** WHAT YOU ARE ASKED TO DO **
A single number is wanted: how many lines of the data include the string "args".
[[ INFORMATION SUPPLIED, beginning ]]
PR #504, opened 2020-09-04
Allow DSL to consume units of work (like interactor) directly

cowboyd:
> This is another stab at #311 

If we use interactors with our DSL we end up repeating a lot of information:

```ts
.step("I click the 'next' link", async () => {
  await Link('next').click();
});
```

It would be amazing if we could simply infer this information, and write this more succinctly like this:

```ts
.step(Link('next').click())
```

To accomplish this, we do the simplest thing that could possibly work: we first allow the DSL to consume the units it represents directly, and then second, make interactors compatible with those unit interfaces.

For example, the `step()` function now has an overload to pass description and action as a single object:

```ts
.step({
  description: "this is a step provided as a single object",
  action: () => Promise.resolve({ hello: 'world' })
})
```

Now, we can simply make our interactions implement that interface and we're off to the races.

As an added bonus, interactions are now split into `Interaction` and `ReadonlyInteraction` so that checks like `exists()` or `absent()` canbe used inside `steps`, but actions like `click()` and `fillIn()` _cannot_ be used inside assertions. In typescript this will fail to compile, and in JS it will throw a runtime error.

### DIFF
--- a/packages/suite/src/dsl.ts
+++ b/packages/suite/src/dsl.ts
@@ -40,7 +40,7 @@ export class TestBuilder<C extends Context> implements TestImplementation {
   step<R extends Context | void>(descriptionOrStep: StepDefinition<C,R> | string, action?: Action<C,R>): TestBuilder<R extends void ? C : C & R> {
     let step = typeof descriptionOrStep !== 'string' ? descriptionOrStep : {
       description: descriptionOrStep,
-      action: action ? action : async () => {}
+      action: action ? action : async () => undefined
     };
 
     return new TestBuilder({
@@ -54,7 +54,7 @@ export class TestBuilder<C extends Context> implements TestImplementation {
   assertion(descriptionOrAssertion: string | AssertionDefinition<C>, check?: Check<C>): TestBuilder<C> {
     let assertion = typeof descriptionOrAssertion !== 'string' ? descriptionOrAssertion : {
       description: descriptionOrAssertion,
-      check: check ? check : async () => {}
+      check: check ? check : async () => undefined
     };
 
     return new TestBuilder({
--- a/packages/suite/src/dsl.ts
+++ b/packages/suite/src/dsl.ts
@@ -1,4 +1,4 @@
-import { TestImplementation, Context, Step, Assertion, Check, Action } from './interfaces';
+import { TestImplementation, Context, Step, Assertion } from './interfaces';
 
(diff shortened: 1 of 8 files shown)


packages/suite/src/dsl.ts
```diff
@@ -11,8 +11,10 @@ export function test<C extends Context>(description: string): TestBuilder<C> {
 
 export class TestBuilder<C extends Context> implements TestImplementation {
   public description: string;
-  public steps: Step[];
-  public assertions: Assertion[];
+  // eslint-disable-next-line @typescript-eslint/no-explicit-any
+  public steps: Step<any, any>[];
+  // eslint-disable-next-line @typescript-eslint/no-explicit-any
+  public assertions: Assertion<any>[];
```
cowboyd: I couldn't figure out how to get the collection of steps to type correctly without putting an any in here 🤷

packages/suite/src/interfaces.ts
```diff
@@ -30,7 +30,7 @@ export interface TestImplementation extends Test {
   children: TestImplementation[];
 }
 
-export type Action = (context: Context) => Promise<Context | void>;
+export type Action<C extends Context, R extends Context | void> = (context: C) => Promise<R>;
```
jnicklas: I'm assuming you made this change because you want to use `Action`, `Step`, etc... as the parameters for the DSL methods. It's worth thinking about if it'd actually better to add separate types for these. The type parameters added here serve a purpose when used from the test builder DSL, but they do not anywhere else, and since we do reuse these types in other places, it's worth considering if the added complexity here is worth it. I think it'd be better to just copy these types into `./dsl.ts` and leave these ones as is.

packages/suite/src/dsl.ts
jnicklas: As mentioned [here](https://github.com/thefrontside/bigtest/pull/504/files#r484054190) if we don't actually modify these types, we don't need to invent type parameters here.

jnicklas (changes requested):
Marking this as "changes requested" for clarity, see my previous comments re type parameters.

packages/suite/src/interfaces.ts
cowboyd: Makes sense. Moved all of the parameterized types directly into the dsl.

jnicklas (approved):
Looks great! Killer feature and very nicely implemented 😎

PR #507, opened 2020-09-06
equality check on Atom#set to stop updates of equal states

dagda1:
this is a quick fix to stop state updates of similar values causing updates to all slices

I've used [ramda equals](https://ramdajs.com/docs/#equals) because the check is always against 2 different objects with potentially the same values.

You could also use [fast-deep-equal](https://github.com/epoberezkin/fast-deep-equal) which benchmarks `R.equals` as one of the slowest ways.

I think the real issue though is that `Slice#update` ends up calling `Atom#set` which replaces the entire tree causing all slices to be notified of the change.

### DIFF
--- a/.changeset/atom-equality-check.md
+++ b/.changeset/atom-equality-check.md
@@ -1,0 +1,5 @@
+---
+"@bigtest/atom": major
+---
+
+equality check in Atom#set to stop equal state subscription updates
--- a/packages/atom/src/atom.ts
+++ b/packages/atom/src/atom.ts
@@ -3,6 +3,7 @@ import { Channel } from '@effection/channel';
 import { subscribe, Subscribable, SymbolSubscribable, Subscription } from '@effection/subscription';
 import { Slice } from "./slice";
 import { Sliceable } from './sliceable';
+import { equals } from 'ramda';
 
 export class Atom<S> implements Subscribable<S,undefined> {
   private readonly initial: S;
@@ -22,6 +23,13 @@ export class Atom<S> implements Subscribable<S,undefined> {
   }
 
   set(value: S) {
+    // need to use a deep equality check on the object's values
+    // because this.state and value
+    // will always be 2 different objects but will often have the 
+    // same values
+    if (equals(this.state, value)) {
+      return;
+    }
     this.state = value;
     this.states.send(value);
   }
--- a/packages/atom/test/atom.test.ts
+++ b/packages/atom/test/atom.test.ts
@@ -163,7 +163,7 @@ describe('@bigtest/atom', () => {
       });
     });
 
-    describe('idempotent set', () => {
+    describe('prevent identitcal state notifications', () => {
       let subscription: Subscription<string, undefined>;
 
       beforeEach(async () => {
@@ -173,7 +173,7 @@ describe('@bigtest/atom', () => {
         subject.update(() => 'bar');
       });
 
-      it('iterates over emitted states', async () => {
+      it('only one notification for identical states', async () => {
         await expect(spawn(subscription.next())).resolves.toEqual({ done: false, value: 'bar' });
         await expect(spawn(subscription.next())).rejects;
       });
--- a/packages/atom/test/atom.test.ts
+++ b/packages/atom/test/atom.test.ts
@@ -162,5 +162,21 @@ describe('@bigtest/atom', () => {
         await expect(spawn(subscription.next())).resolves.toEqual({ done: false, value: 'quox' });
       });
     });
+
+    describe('idempotent set', () => {
+      let subscription: Subscription<string, undefined>;
+
+      beforeEach(async () => {
+        subscription = await spawn(subscribe(subject));
+
+        subject.update(() => 'bar');
+        subject.update(() => 'bar');
+      });
+
+      it('iterates over emitted states', async () => {
+        await expect(spawn(subscription.next())).resolves.toEqual({ done: false, value: 'bar' });
+        await expect(spawn(subscription.next())).rejects;
+      });
+    })
   });
 });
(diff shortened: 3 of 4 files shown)


jnicklas:
> I think the real issue though is that Slice#update ends up calling Atom#set which replaces the entire tree causing all slices to be notified of the change.

This is very much by design. The whole point of `Atom` is to centralize state management, it has a similar sort of purpose to and constraints as a Redux state manager. Yes, this is somewhat ineffecient, but the trade-off is that we do not need to keep track of which state is changed where and who needs to be notified of it. We chose this design pattern very deliberately and with full knowledge of the advantages and disadvantages.

I don't think this change as implemented buys us much at all. If we want to reduce the number of events, we should do so at the *subscription point*, not at the *generation point*. The state tree is large, and so checking deep equality is potentially *very* expensive, also it only means that we skip events where the state tree is *exactly the same*, which isn't a majority of cases. On the other hand at the subscription end, we might be looking only at a single text string (for something like a status), it is much easier to compare for equality here and debounce, though it's questionable how useful this actually is, since we'd likely debounce at the point of rendering anyway.

dagda1:
@jnicklas 

> > This is very much by design. The whole point of Atom is to centralize state management, it has a similar sort of purpose to and constraints as a Redux state manager.

I think I agree that deep equality check is probably not the right thing here.


So the code I noticed the problem was here

```typescript
  while(true) {
    yield timeout(100);

    if (yield isReachable(options.url)) {
      appStatus.set('reachable');
    } else {
      appStatus.set('unreachable');
    }
  }
```

calling `      appStatus.set('reachable');`

causes this code

```typescript
  set(value: S) {
    this.state = value;
    this.states.send(value);
  }
```

To run everytime and not just the slice getting updated.

Every slice gets notified of a state change whenever 1 slice changes.  Is this correct?

I noticed

```typescript
    capabilities.slice('alwaysMatch', 'moz:firefoxOptions', 'args')
      .over(args => args.concat(['--headless']))
```

Seemed to be working just on the slice

taras:
> causes this code
> 
>  set(value: S) {
>    this.state = value;
>    this.states.send(value);
>  }
>
> To run everytime and not just the slice getting updated.

Does this run only on this slice or all slices?

> Every slice gets notified of a state change whenever 1 slice changes. Is this correct?

It should. 

> I noticed
> 
>    capabilities.slice('alwaysMatch', 'moz:firefoxOptions', 'args')
>      .over(args => args.concat(['--headless']))
> Seemed to be working just on the slice

That would be surprising. And perhaps incorrect?

dagda1:
> It should.

That is surprising.  If we are using redux as an example, it has reducers that are like slices and it does a lot of diffing on old state and new state to ensure that only changed reducers are notified.

One of the problems people run into with the new React.context is not knowing that every change to the context causes a rerender.

I'm not going to labour the point, if this is by design then I am probably missing something.

I can close the PR.  I think either way, an expensive equality check is definitely not the right answer.

cowboyd:
@dagda1 @jnicklas @taras 

Digging into this I think one of the reasons that signals were getting crossed (certainly on my end) is that the Ramda lens library does not actually behave like every other lens library that I've used, including the one that I rolled by hand for Microstates.

When we use lenses, it is the lens's responsibility to determine what constitutes a change and what does not, and to return an "equal" object if the focus is being set to the same value. Apparently, ramda _always_ returns a new value for objects, even when the focus is the same. I don't know why they do this since, [as you can see in my homegrown version][1], it's super easy to do a strict equals check, and if it succeeds, we return the reference to the previous value unchanged since there is literally no more work to do. My guess is that when you are in "Ramda World", you are expected to use `equals` everywhere to determine equality, and so you can technically say that you're obeying the lens laws assuming everyone uses `equals()` always. I think this is a bad assumption, but I didn't design ramda, so maybe there's a deeper reasoning there.

Here's a [comparison with how monocle-ts behaves][2] when the focus of a lens is set to the same value, and as you can see, it just returns a reference to the previous value. This is the behavior that I expected from ramda, and would expect from any JavaScript lens implementation. My opinion is that strict equality checks at the root should be sufficient in deciding whether to publish a new state.

The good news is that if we use a lens library like monocle, we can do just that. And, we can still have the best of both worlds because lenses are really cool. Not only do we get strict equality checking out of the box, but we could, if we wanted to, implement custom lenses that do deep equality checks _at the leaf nodes_, and then return strict references to the previous value in the case that they're deeply equal. Imagine something like:

```ts
slice.set({ appStatus: 'reachable' });
```
where we only do the deep equals comparison on `{ status: 'reachable' }` which is cheap and yet resolve to the exact same strict equals reference as before.

In summary, I think we should

1. adopt monocle as a more sound lens implementation
2. add a strict equality check at the root in `Atom#set` not to publish identical values
3. filter subscriptions to slices so that only unique values are published
4. explore using deep-equal comparisons at the lens foci as a potential optimization if performance becomes an issue

[1]: https://github.com/thefrontside/microstates/blob/master/packages/microstates/src/lens.js#L67-L68
[2]: https://runkit.com/cowboyd/strict-equality-for-monocle-vs-ramda

dagda1:
@cowboyd wow, great answer.  I was a bit worried I had been way too annoying about this.  Irish people speak how they see it which is fine in Ireland but often does not travel well. 

> where we only do the deep equals comparison on { status: 'reachable' }

I think that is definitely what I would have expected

> filter subscriptions to slices so that only unique values are published

sounds great

> explore using deep-equal comparisons at the lens foci as a potential optimization if performance becomes an issue

Totally agree that you don't do anything until you actually know there is a problem to fix.  

> monocle-ts

definitely worth a punt or a spike. 

I got [a PR](https://github.com/gcanti/monocle-ts/pull/139) merged to update their examples and had a quick look.

They don't infer the types is the only downside so you have to explicitly add the type argument but I wonder if that could be added.

`const company = Lens.fromProp<Employee>()('company')`

cowboyd:
@dagda1 is migrating to monocle something you'd be interested in trying?

dagda1:
> @dagda1 is migrating to monocle something you'd be interested in trying?

Absolutely love to!  Sounds a hell of a lot of fun.

I still have  #502 outstanding, which is ready for review again whenever you have time.

Issue #379, opened 2020-07-02
Add built in interactors


jnicklas:
Once #359 is merged, we will want to add a suite of built in interactors to ship out of the box.

I've compiled a list of interactors here which will we can fill out as we come up with more ideas. Potentially useful filters are in parentheses.

Almost all interactors should have some visibility filter.

- [x] Link (href,target)

### Form elements

All form elements should have an `enabled` filter.

- [x] Select
- [x] TextArea
- [x] Checkbox (checked)
- [x] Button *should allow `<button>`, `<input type="submit">`, `<input type="button">`, `<input type="reset">` and `<input type="image">`*
- [x] TextField (value) *should use `<input type="text">` but also `<input>` without a type*
- [x] ColorField (value) 
- [x] DateField (value) 
- [x] DateTimeField (value) *should use `<input type="datetime-local">` since `datetime` is obsolete*
- [x] EmailField (value) 
- [ ] FileField (accept,capture,multiple) *how do we upload files?! this one is tricky*
- [x] HiddenField *not really normally available to users, so we maybe we should omit this?*
- [x] MonthField (value)
- [x] NumberField (value)
- [x] PasswordField (value)
- [x] RadioField (value,checked)
- [ ] RangeField
- [x] SearchField
- [x] TelephoneField
- [x] TimeField
- [x] UrlField
- [x] WeekField

## Acceptance Criteria

Must work and be tested with Popular Frameworks, including
- [ ] React
- [ ] Angular
- [ ] Vue
- [ ] Svelte
- [ ] Ember

jnicklas:
There are a lot of fields that are "text-like", should there be some common interactor for all of these?

Namely text areas and also input without type and with type `text`, `number`, `email`, `password`, `search`, `tel` and `url`.

cowboyd:
Also, all form elements should have a `focus` action.

jnicklas:
So, one thing I just ran into as I was looking into building a `Link` interactor: ARIA roles.

Maybe this is not something we should worry about right now, but I thought it'd be worth mentioning. A link with `role="button"` should be treated as a button, not as a link, so should the `Link` interactor find such a link? Should the `Button` interactor? I think it would probably be good to respect ARIA attributes, but it does complicate things.

jnicklas:
Another wrinkle I ran into:

[...]

PR #508, opened 2020-09-07
Interactor definitions

jnicklas:
This adds `Link` and `Headline` as the first built-in interactors. See #379.

This implementation is quite minimal for now. It's meant to serve as a guideline for how and where interactors are added and tested, to serve as a jumping-off point.

### DIFF
--- a/packages/interactor/package.json
+++ b/packages/interactor/package.json
@@ -16,7 +16,7 @@
   "scripts": {
     "lint": "eslint '{src,test}/**/*.ts'",
     "mocha": "mocha -r ts-node/register",
-    "test:unit": "mocha -r ts-node/register test/**/*.test.ts",
+    "test:unit": "mocha -r ts-node/register 'test/**/*.test.ts'",
     "test:types": "dtslint types --localTs ../../node_modules/typescript/lib --expectOnly",
     "test": "yarn test:unit && yarn test:types",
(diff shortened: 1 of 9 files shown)


cowboyd (commented):
Looks good to me. @pittst3r Would you want to change anything about this before integrating it into the ui-users test suite?

packages/interactor/package.json
```diff
@@ -16,7 +16,7 @@
   "scripts": {
     "lint": "eslint '{src,test}/**/*.ts'",
     "mocha": "mocha -r ts-node/register",
-    "test:unit": "mocha -r ts-node/register test/**/*.test.ts",
+    "test:unit": "mocha -r ts-node/register 'test/**/*.test.ts'",
```
cowboyd, line 19: I think single quotes might be a no-no in windows shell. /cc @jbolda

cowboyd (changes requested):
Might have some windows incompatibility

pittst3r (approved):

packages/interactor/package.json
jbolda: Aye, the shell processes the glob first with single quotes on windows. Escaped double quotes is pretty much always going to be the preferred option here.

cowboyd, line 19: @jbolda So something like this?
```suggestion
    "test:unit": "mocha -r ts-node/register \"test/**/*.test.ts\"",
```

jbolda: Yep! I'm sure there are so a handful of single quotes hanging around after my PR. I was focusing on just getting tests running (and linting was likely ignored).

cowboyd (approved):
[[ INFORMATION SUPPLIED, end ]]
** ANSWER SECTION **
4